Suafoa-McClain expressed similar frustrations with the bureaucracy. “Moral arguments do not really persuade them. It’s all monetary, its very Machiavellian-type reasoning. So I would say they listen but they are not persuaded by it.”
New information regarding the total amount of money Seattle U has invested in fossil fuels was presented at the April 23 budget forum.“There is actually more money invested in fossil fuels than we thought,” Cruz said. “We used to think it was $12.2 million and now it’s $13.6 million—about seven percent of our endowment.”
While the news was mostly disappointing to SSA, the club said there was some small progress.
“Last year when we attended, [Kanter] had maybe one slide about divestment,” Suafoa-McClain said. “This year she had several slides about divestment because it’s something SSA and other people on campus have been fighting for very diligently throughout the years. She addressed it, she also took several digs at SSA that were unnecessary.”
SSA members described Kanter as acting defensive toward them during the forum. “One of our members who is a senior is Nicolas Cruz, and she addressed us as ‘Nicolás and his friends’ which is frankly very irritating,” Suafoa-McClain said. “A lot of the school administration does that, where they only address him or one person, and then the rest of us are not really identified. Which can be frustrating because we are all individuals and we are all people with names and identities that they frankly ignore.”
Despite the circumstances, SSA is moving forward and plans to escalate their actions to increase pressure on Seattle U.

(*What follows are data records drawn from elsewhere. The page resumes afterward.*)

PR #1353, opened 2020-09-18
794 fix optionset import

avaek:
Addresses: https://github.com/beyondessential/tupaia-backlog/issues/794

I'm sure theres a way to do this same functionality using `hasContent` (which I removed from this file) but I couldn't figure out how. This code works but I'm happy to do it a cleaner way if there's an obvious solution

### DIFF
--- a/packages/meditrak-server/src/database/models/Option.js
+++ b/packages/meditrak-server/src/database/models/Option.js
@@ -4,20 +4,19 @@
  **/
 
 import { DatabaseModel, DatabaseType, TYPES } from '@tupaia/database';
+import { hasContent } from '@tupaia/utils';
 
 class OptionType extends DatabaseType {
   static databaseType = TYPES.OPTION;
 
   static fieldValidators = new Map()
     .set('value', [
-       async (value) => {
-        const checkIsEmpty = value => value === undefined || value === null || value.length === 0;
-          if (checkIsEmpty(value)) {
-            return 'Value cannot be empty'; 
-          }
-          else {           
-           return null;
-          };
+      value => {
+        try {
+          return hasContent(value) && null;
+        } catch (error) {
+          return error.message;
+        }
       },
       async (value, model) => {
         const foundConflict = await findFieldConflict('value', value, model);
--- a/packages/meditrak-server/src/database/models/Option.js
+++ b/packages/meditrak-server/src/database/models/Option.js
@@ -4,14 +4,23 @@
  **/
 
 import { DatabaseModel, DatabaseType, TYPES } from '@tupaia/database';
-import { hasContent } from '@tupaia/utils';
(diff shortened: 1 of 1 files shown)


packages/meditrak-server/src/database/models/Option.js
```diff
@@ -4,14 +4,21 @@
...
-      hasContent,
+       async (value) => {
+        const checkIsEmpty = value => value === undefined || value === null || value.length === 0;
+          if (checkIsEmpty(value)) {
+            return 'Value cannot be empty'; 
+          }
+          else {           
+           return null;
+          };
+      },
```
tcaiger, line 21:
```suggestion
       value => {
        try {
          return hasContent(value) && null;
        } catch (error) {
          return error.message;
        }
      },
```

tcaiger: We could refactor the fix to use a try/catch block which would have the advantage of re-using the `hasContent` method from utils but on the other hand breaks the pattern of the other validators.

tcaiger (approved):
Nice work nailing down the bug! I was confused about why the original bug was happening and so I had a look at some other places the hasContent helper is being used and realised that elsewhere it is used inside a try/catch block and that is why it doesn't work properly here.

I have suggested adding an alternative solution but I would also be happy to stick with your proposed solution as I think they both work and are both equally good fixes in this case!

I'm happy for you to decide and so am marking as approved.

packages/meditrak-server/src/database/models/Option.js
```diff
@@ -4,14 +4,21 @@
...
-import { hasContent } from '@tupaia/utils';
 
 class OptionType extends DatabaseType {
   static databaseType = TYPES.OPTION;
 
   static fieldValidators = new Map()
     .set('value', [
-      hasContent,
+       async (value) => {
+        const checkIsEmpty = value => value === undefined || value === null || value.length === 0;
```
tcaiger, line 14: Also you should be seeing a couple of lint errors in this function if your linter is working correctly so it would be good to look into that when you get a chance. 

eg.
Screen Shot 2020-09-21 at 11 55 43 AM

tcaiger (approved):

avaek:
Hey @tcaiger - thanks for that review, your suggested change is perfect & I've implemented that now (if you just want to quickly double check I implemented it correctly)

tcaiger:
> Hey @tcaiger - thanks for that review, your suggested change is perfect & I've implemented that now (if you just want to quickly double check I implemented it correctly)

Yes looks good!

edmofro:
updated base branch to today's hot fix, we can merge in there, test those two fixes, then release

@avaek can you coordinate getting both tested?

PR #2517, opened 2021-05-06
Add global loading indicator to tupaia

EMcQ-BES:
### Changes:

- Add `LoadingScreen` to `RootScreen` of `desktop`
- Move `LoadingScreen` out of `mobile` because it's now shared between `mobile` and `desktop`


packages/web-frontend/src/screens/desktop/RootScreen/index.js
```diff
@@ -27,10 +28,11 @@ import { OverlayContainer } from '../../../utils';
 import { TOP_BAR_HEIGHT } from '../../../styles';
 import './desktop-styles.css';
 
-export const RootScreen = ({ enlargedDialogIsVisible }) => {
+export const RootScreen = ({ enlargedDialogIsVisible, isLoading }) => {
   return (
     <div>
       {/* The order here matters, Map must be added to the DOM body after FlexContainer */}
+      <LoadingScreen isLoading={isLoading} />
```
edmofro, line 35: I'd suggest we put it further down, so that it is later in the render stack and would obscure the overlay/modal etc.

edmofro (approved):
One little suggestion, but looking good :-)

packages/web-frontend/src/screens/desktop/RootScreen/index.js
EMcQ-BES: I can move it if you like but the loading screen style has `zIndex: Number.MAX_SAFE_INTEGER` so it's always rendered on top regardless. I put it at the top to make that layout consistent between `mobile` and `desktop`

image

edmofro: Hmmm...I still think it's nice to telegraph the fact it'll be over the top of the modal to other developers

edmofro (approved):
lgtm :-)

PR #1423, opened 2020-09-30
Fix webpack config

kael89:
CI/CD picked that

PR #2522, opened 2021-05-07
1423 Put waiviva under right parent Fiji

billli0:
### Issue #:
[#1423](https://github.com/beyondessential/tupaia-backlog/issues/1423)
### Changes:
- Just a simple migration


packages/database/src/migrations/20210507014219-PutWaiviviaToTheRightPlace-modifies-data.js
```diff
@@ -0,0 +1,63 @@
...
+const EASTERN_CODE = 'FJ_Eastern';
+const projectCode = 'wish';
+
+exports.up = async function (db) {
+  const WAIVIVIA_ID = await codeToId(db, 'entity', WAIVIVIA_CODE);
+  const BURETA_ID = await codeToId(db, 'entity', BURETA_CODE);
+
+  await db.runSql(`
+    UPDATE entity 
+    SET parent_id = '${BURETA_ID}'
```
nick-beyondessential, line 35: I believe that parent_id here should be set to Fiji to match other Fiji villages?

nick-beyondessential: I.e all villages are directly under Fiji for the historical reason mentioned here: https://github.com/beyondessential/tupaia-backlog/issues/1423#issuecomment-722877076
And set placed in a catchment for wish vis the entity_relation below.
This will keep them all consistent for when updated later.

packages/database/src/migrations/20210507014219-PutWaiviviaToTheRightPlace-modifies-data.js
```diff
@@ -0,0 +1,63 @@
...
+    WHERE code = '${WAIVIVIA_CODE}';
+  `);
+
+  await insertObject(db, 'entity_relation', {
```
nick-beyondessential, line 39: Any tiny bit of pickiness, if hierarchyNameToId doesn't find the names for whatever reason then this will insert a row with nulls or turn an error. Not a big deal if you know the entries are there but just thought Id point it out.

packages/database/src/migrations/20210507014219-PutWaiviviaToTheRightPlace-modifies-data.js
billli0: Thanks Nick for this catching! I see what you mean. I will change the parent_id to Fiji.

packages/database/src/migrations/20210507014219-PutWaiviviaToTheRightPlace-modifies-data.js
billli0: Yeah I agree, will add an IF statement for safer inserting.

packages/database/src/migrations/20210507014219-PutWaiviviaToTheRightPlace-modifies-data.js
```diff
@@ -0,0 +1,68 @@
...
+const BURETA_CODE = 'FJ_CATCH_Bureta';
+const FIJI_CODE = 'FJ';
+const EASTERN_CODE = 'FJ_Eastern';
+const projectCode = 'wish';
+
+exports.up = async function (db) {
+  const WAIVIVIA_ID = await codeToId(db, 'entity', WAIVIVIA_CODE);
+  const BURETA_ID = await codeToId(db, 'entity', BURETA_CODE);
+  const FIJI_ID = await codeToId(db, 'entity', FIJI_CODE);
+
```
nick-beyondessential, line 34: I was more thinking that the village and catchment were key to the input below if not found it would insert a row to the entity_relation table with child_id: null for example do something like this:

```suggestion
if 
throw new Error('MapOverlayGroup not found');
```

billli0: Good idea. My only concern is that, does throwing error will stop running the following migrations? If so, instead of throwing error, I would skip the sql.insert if they are null id.

nick-beyondessential: I will leave up to you. My thinking is that if the parent isn't found then the migration has failed and would be good to know that rather than a silent fail. But as this is a small change and easily checked i don't want to be too nick picky :)

nick-beyondessential (approved):
LGTM

packages/database/src/migrations/20210507014219-PutWaiviviaToTheRightPlace-modifies-data.js
billli0: Thanks @nick-beyondessential for raising this question in dev channel, I didn't think of it before. Throwing error in migrations makes more sense to me now.

PR #2527, opened 2021-05-10
Allow Legacy Options to be edited as a json text array 2671

EMcQ-BES:
### Changes:

- Allow the `JsonEditor` to pass its data as either a string or a JSON object
- Allow `Legacy Options` to be edited as a json text array

See the linked issue for recording of this working


packages/admin-panel/src/widgets/InputField.js
```diff
@@ -100,6 +100,18 @@ export const InputField = ({
         />
       );
       break;
+    case 'textArray':
```
edmofro, line 103: Doesn't really matter that the array contents are text, does it? Maybe it does... But couple of options if it could work for, e.g., `[1, 2, 3]`
```suggestion
    case 'array':
```
```suggestion
    case 'jsonArray':
```

edmofro (approved):
Solution lgtm! Just a question on a name, but approved.

packages/admin-panel/src/widgets/InputField.js
EMcQ-BES: Hmm, lemme do a quick experiment with other types and I'll update this if they work correctly

EMcQ-BES: Yep this works for other types, I've changed the named to `jsonArray`

edmofro (approved):

PR #2539, opened 2021-05-11
Allow a deployment to be "protected" from lambda

edmofro:
@tcaiger had the idea that we should make sure no one can accidentally delete production using lambda. I've attached the "Protected": "true" tags to the three key production EC2 instances, and already deployed the code in this PR to lambda


kael89 (approved):
Looks good!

“SWe have hope but we’re not optimistic about it. There’s a lot of work to do and there’s going to be a lot of struggle to get it but I think that we’re prepared and we are getting prepared to do that,” Cruz said. “I do think there is hope and excitement and people are getting on board, we’re getting new members who are joining because of our actions they want to join and get involved and that’s really exciting.”